→ EXERCISE OBJECTIVE: Exactly and without additions, transcribe the line that contains "(diff shortened: 1 of 3 files shown)" and every line after it in the data.

===============

PR #1879, opened 2019-05-18
Add metrics for archival request counts

andrewjdawson2016:
These metrics enable us to produce availability graphs for archival.

### DIFF
--- a/service/worker/archiver/archiver.go
+++ b/service/worker/archiver/archiver.go
@@ -100,6 +100,7 @@ func (a *archiver) Finished() []uint64 {
 }
 
 func handleRequest(ctx workflow.Context, logger log.Logger, metricsClient metrics.Client, request ArchiveRequest) {
+	metricsClient.IncCounter(metrics.ArchiverScope, metrics.CadenceRequests)
 	sw := metricsClient.StartTimer(metrics.ArchiverScope, metrics.ArchiverHandleRequestLatency)
 	logger = tagLoggerWithRequest(logger, request)
 	ao := workflow.ActivityOptions{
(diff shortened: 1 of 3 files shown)


service/worker/archiver/archiver.go
```diff
@@ -131,6 +133,7 @@ func handleRequest(ctx workflow.Context, logger log.Logger, metricsClient metric
 			NonRetriableErrorReasons: deleteHistoryActivityNonRetryableErrors,
 		},
 	}
+	metricsClient.IncCounter(metrics.ArchiverScope, metrics.ArchiverDeleteWithRetriesCount)
```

===============

→ OUTPUT OF THE TASK:
(diff shortened: 1 of 3 files shown)


service/worker/archiver/archiver.go
```diff
@@ -131,6 +133,7 @@ func handleRequest(ctx workflow.Context, logger log.Logger, metricsClient metric
 			NonRetriableErrorReasons: deleteHistoryActivityNonRetryableErrors,
 		},
 	}
+	metricsClient.IncCounter(metrics.ArchiverScope, metrics.ArchiverDeleteWithRetriesCount)
```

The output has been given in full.